- Work item
Which lines run from the line with "## Motivation" through the line with "## Change Summary" in the entries below? Print them exactly, both ends included, and nothing more.

- Provided material
PR #675, opened 2023-03-18
feat: refactor events to create and broadcast in order

pfletcherhill:
## Motivation

Right now event creation and broadcasting happen separately, so an event can reserve a certain event ID but by the time that event is broadcast another event with a later ID has already been sent. Transactions with many operations (like pruning or revoking signers) could demonstrate this behavior, and we want to guarantee that events are broadcast in order (by ID).

## Change Summary

* Refactor event handler to only assign IDs to events when they're committed and broadcast them in the same method
* Lock the event handler when a transaction is being processed

## Merge Checklist

## Additional Context


apps/hubble/src/storage/stores/storeEventHandler.ts
```diff
@@ -154,7 +155,36 @@ class StoreEventHandler extends TypedEmitter<StoreEvents> {
...
+          const event = HubEvent.create({ ...args, id: eventId.value });
+          // TODO: validate event
+          events.push(event);
+          txn = putEventTransaction(txn, event);
+        }
+
+        await this._db.commit(txn);
+
+        for (const event of events) {
+          void this.broadcastEvent(event);
```
deodad, line 177: what does this `void` do given `broadcastEvent` is sync?

Issue #715, opened 2023-03-21
ethers.Wallet returning type error with EthersEip712Signer


pfletcherhill:
**What is the bug?**
Example replit: https://replit.com/@pfletcherhill/LikableTeemingNormalform#index.ts

<img width="1411" alt="Screen Shot 2023-03-21 at 2 41 39 PM" src="https://user-images.githubusercontent.com/1607180/226710442-a6d65314-6e71-4753-8a57-fff43fb90048.png">

PR #716, opened 2023-03-21
chore: use subset of ethers Signer class

deodad:
Use type-only import (e.g. `import type`) to import `Signer` from ethers. This will avoid pulling in the entire `Signer` class and its dependencies at compile time.

Add `MinimalEthersSigner` that only contains the class we care about.


deodad:
closes #715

- Written response
## Motivation

Right now event creation and broadcasting happen separately, so an event can reserve a certain event ID but by the time that event is broadcast another event with a later ID has already been sent. Transactions with many operations (like pruning or revoking signers) could demonstrate this behavior, and we want to guarantee that events are broadcast in order (by ID).

## Change Summary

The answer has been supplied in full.